Research from the University of Portsmouth suggests that bras offering excessive bounce reduction may come with hidden consequences for spinal health.
Sports bras are extremely popular in the health and fitness world, with the bra industry often emphasising “bounce reduction” as a key indicator of a bra’s performance. However, a new study suggests that high-support bras that significantly reduce breast bounce could have a detrimental effect on the spine.
Published in the European Journal of Sport Science, the preliminary research revealed that bras designed to prevent breast bounce during exercise may unknowingly cause potential unseen consequences on the musculoskeletal system.
Dr Chris Mills and a team from the School of Psychology, Sport and Health Sciences at the University of Portsmouth employed advanced tools – including motion capture, force platforms, and a 3D surface scanner – to investigate the effects of breast movement on spinal rotational forces. Using a first-of-its-kind whole-body, female-specific musculoskeletal model, the study examined how varying levels of breast support influenced torso motion, breast forces, and spinal moments during running.
The findings revealed that while sports bras are essential for reducing breast pain during exercise, achieving 100 percent bounce reduction could unintentionally increase loading on the spine.
Simulated conditions showed that bras eliminating breast movement led to higher spinal moments, which could elevate the risk of lumbar back pain. Researchers emphasised the importance of striking an optimal balance in bra design; reducing breast bounce without overloading the spine.
r Mills said: “While a supportive sports bra is crucial for exercise comfort, excessive bounce reduction may place additional strain on spinal muscles, increasing the risk of back pain.”
The study, built on two decades of research by the University’s Research Group in Breast Health, highlights the need for bra manufacturers to consider the unseen musculoskeletal impacts on the human body in their designs. Professor Wakefield-Scurr, often referred to as the ‘Bra Professor’, added, “These findings suggest that striving for maximum bounce reduction may inadvertently pose challenges to spinal health during activities like running.
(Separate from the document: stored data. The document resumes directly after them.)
PR #412, opened 2021-08-16
Add from complex matrix function

### LINKED ISSUE #411: Add a method to make a graph from a complex matrix
Add a method like ```from_complex_adjacency_matrix``` , for makiing a graph from an adjacency matrix whose elements can be complex values.
I expect this method to work as follows:
```python
adjacency_matrix = np.array([
    [1.0, 1.0+1.0j, -2.0j], 
    [0.0, 2.0, 1.0+1.0j], 
    [0.0, 0.0, 3.0]
])

graph = retworkx.PyGraph.from_complex_adjacency_matrix(adjacency_matrix)
list(graph.weighted_edge_list())
```
output:
```python
[(0, 0, 1.0),
 (0, 1, (1+1j)),
 (0, 2, (-0-2j)),
 (1, 1, 2.0),
 (1, 2, (1+1j)),
 (2, 2, 3.0)]
```
When the input matrix is not symmetric, it may be convenient to make a graph from the elements of the upper triangular part of it, similar to ```from_adjacency_matrix```.

mtreinish:
This commit adds a new constructor method from_complex_adjacency_matrix
that will build a new graph from an adjacency matrix with complex
elements.

Fixes #411

TODO:

- [x] Undo dependency bumps to ndarray and num-complex (depends on PyO3/pyo3#1798 being released)
- [x] Add PyGraph version
- [x] Add tests
- [x] add release notes


IvanIsCoding (commented):
Update: I confirmed it is not possible, we have to stick with the current implementation

I agree that we should make #411 possible, but I would implement this differently.

If we make a generic function that can take arbitrary Python, it would have the same effect and avoid https://github.com/PyO3/pyo3/issues/1798. We could also support optional callables to make it even more flexible e.g:

```python
# without optional arguments
retworkx.PyGraph.from_custom_adjacency_matrix(adjacency_matrix) # complex numbers

# with optional arguments
retworkx.PyGraph.from_custom_adjacency_matrix(
    adjacency_matrix,
    weight_fn=lambda x: x.imag,
    null_value=0.0
) # example to do arbitrary conversions etc
```

src/digraph.rs
```diff
@@ -2183,6 +2195,79 @@ impl PyDiGraph {
...
+    ///
+    /// :returns: A new graph object generated from the adjacency matrix
+    /// :rtype: PyDiGraph
+    #[staticmethod]
+    #[pyo3(text_signature = "(matrix, /)")]
+    pub fn from_complex_adjacency_matrix<'p>(
+        py: Python<'p>,
+        matrix: PyReadonlyArray2<'p, Complex64>,
+        null_value: Option<Complex64>,
+    ) -> PyDiGraph {
```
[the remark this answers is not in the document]
mtreinish: I don't actually know if this will work as expected. Mostly because the `PyReadonlyArray2` is talking to the numpy C api to access the array in memory directly which will have the dtype set and we're basically accessing a raw c type instead of accessing it via python. While you can set an [`object_`](https://numpy.org/doc/stable/reference/arrays.scalars.html#numpy.object_) as the dtype in a numpy array that's an explicit choice. I'll test this out locally though and confirm either way and report back here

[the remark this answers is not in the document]
IvanIsCoding: Indeed it looks like [because of  rust-numpy implementation](https://pyo3.github.io/rust-numpy/numpy/array/struct.PyArray.html#data-type-and-dimension), we won't be able to support `PyObject` or `numpy.object_` as they will not implement [numpy::TypeNum](https://pyo3.github.io/rust-numpy/numpy/types/trait.TypeNum.html)

src/digraph.rs
```diff
@@ -2183,6 +2195,79 @@ impl PyDiGraph {
...
+                }
+            });
+
+        PyDiGraph {
+            graph: out_graph,
+            cycle_state: algo::DfsSpace::default(),
+            check_cycle: false,
+            node_removed: false,
+            multigraph: true,
+        }
```
IvanIsCoding, line 2268: I think it is worth trying to avoid the `from_adjacency_matrix` code duplication. Maybe we can replace the logic with a generic function for [`numpy::TypeNum`](https://pyo3.github.io/rust-numpy/numpy/types/trait.TypeNum.html) and call that instead?

mtreinish: I was working in that direction before pushing up this WIP because I was blocked on the num-complex version issue. The thing I was getting most stuck on besides the num-complex versioning issues was the handling of the trait for `nan` handling. I agree we should do this as generically as possible instead of duplicating the code when we circle back to this after the next pyo3 release

IvanIsCoding: Does the [`num_traits::FloatCore`](https://docs.rs/num-traits/0.2.14/num_traits/float/trait.FloatCore.html) trait help you with handling `nan`? it is implemented for both float and complex types, and guarantees that `is_nan` will be present

georgios-ts: I believe `num_traits::FloatCore` is not implemented for complex.

We can avoid the code duplication either with a macro  (so we dont have to define any traits that a type must implement) or use a generic function over a type that implements the appropriate traits (`Copy`, `num_traits::Zero`, `std::cmp::PartialEq`, `numpy::Element`, `pyo3::ToPyObject`) plus an extra custom trait like:

```rust
trait IsNan {
    fn is_nan(self) -> bool;
}

/// https://doc.rust-lang.org/nightly/src/core/num/f64.rs.html#441
impl IsNan for f64 {
    #[inline]
    fn is_nan(self) -> bool {
        self != self
    }
}

/// https://docs.rs/num-complex/0.4.0/src/num_complex/lib.rs.html#572-574
impl IsNan for Complex64 {
    #[inline]
    fn is_nan(self) -> bool {
        self.re.is_nan() || self.im.is_nan()
    }
}
```

mtreinish: Done in: https://github.com/Qiskit/retworkx/pull/412/commits/c4460837e6d080d1c0dbd6191d519886fe96e66c

Cargo.toml
```diff
@@ -26,18 +26,19 @@ rand_pcg = "0.3"
...
-features = ["extension-module", "hashbrown", "num-bigint"]
+features = ["extension-module", "hashbrown", "num-bigint", "num-complex"]
 
 [dependencies.hashbrown]
 version = "0.11"
 features = ["rayon"]
 
 [dependencies.ndarray]
-version = "^0.13.1"
+version = "^0.15.3"
```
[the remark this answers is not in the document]
mtreinish: I had to manually rebase this but I corrected this in https://github.com/Qiskit/retworkx/pull/412/commits/fc75d042c380686c4981cc58dc82b8fd584bfcfe

georgios-ts (approved):

src/digraph.rs
```diff
@@ -2773,3 +2786,55 @@ impl PyGCProtocol for PyDiGraph {
...
 }
+
+fn _from_adjacency_matrix<'p, T>(
+    py: Python<'p>,
+    matrix: PyReadonlyArray2<'p, T>,
+    null_value: T,
+) -> PyDiGraph
+where
+    T: Copy
+        + num_traits::Zero
```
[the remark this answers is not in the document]
mtreinish: Good call removed in https://github.com/Qiskit/retworkx/pull/412/commits/55fb9b18a30603e49edbd9ffce585c8e2de132a6

src/digraph.rs
```diff
@@ -2761,3 +2774,50 @@ impl PyGCProtocol for PyDiGraph {
...
+    let mut out_graph = StableDiGraph::<PyObject, PyObject>::new();
+    let _node_indices: Vec<NodeIndex> = (0..shape[0])
+        .map(|node| out_graph.add_node(node.to_object(py)))
+        .collect();
+    array
+        .axis_iter(Axis(0))
+        .enumerate()
+        .for_each(|(index, row)| {
+            let source_index = NodeIndex::new(index);
+            for target_index in 0..row.len() {
```
georgios-ts, line 2797: One last comment before we merge this. It's not a blocker but while we are here, it might be better to iterate over the elements in `row` like:

```suggestion
            for (target_index, elem) in row.iter().enumerate() {
```
to avoid indexing `row[[target_index]]`.

mtreinish: Good idea, done in: https://github.com/Qiskit/retworkx/pull/412/commits/ada39eaa25fc5583e9506548e4495fc52e46bfb2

“As sports bras evolve, this study challenges industry leaders to innovate designs that balance comfort, breast support, and holistic health, ensuring that bounce reduction doesn’t come at a cost to spinal health.”
The creation of a subject-specific female musculoskeletal model enabled researchers to gain a detailed understanding and approximation of changes in spinal moments, following simulated changes in breast motion during running.
Previous research by the Portsmouth team used the model to predict changes in spinal moments after breast surgery.
“The musculoskeletal model could become a useful tool in predicting appropriate and personalised rehabilitation recommendations, which could help ease the loading on the spine after breast surgeries”, explained Dr Mills.
“Understanding the individual muscular contributions will help to develop personalised pre-surgical rehabilitation programs as well as bras that work in tandem with each female body to maximise performance and reduce injury risk.
“Moving forward the key goal is to determine what is the optimal amount of bounce reduction to both reduce exercise induced breast pain and also the internal loading on the spine during physical activity.”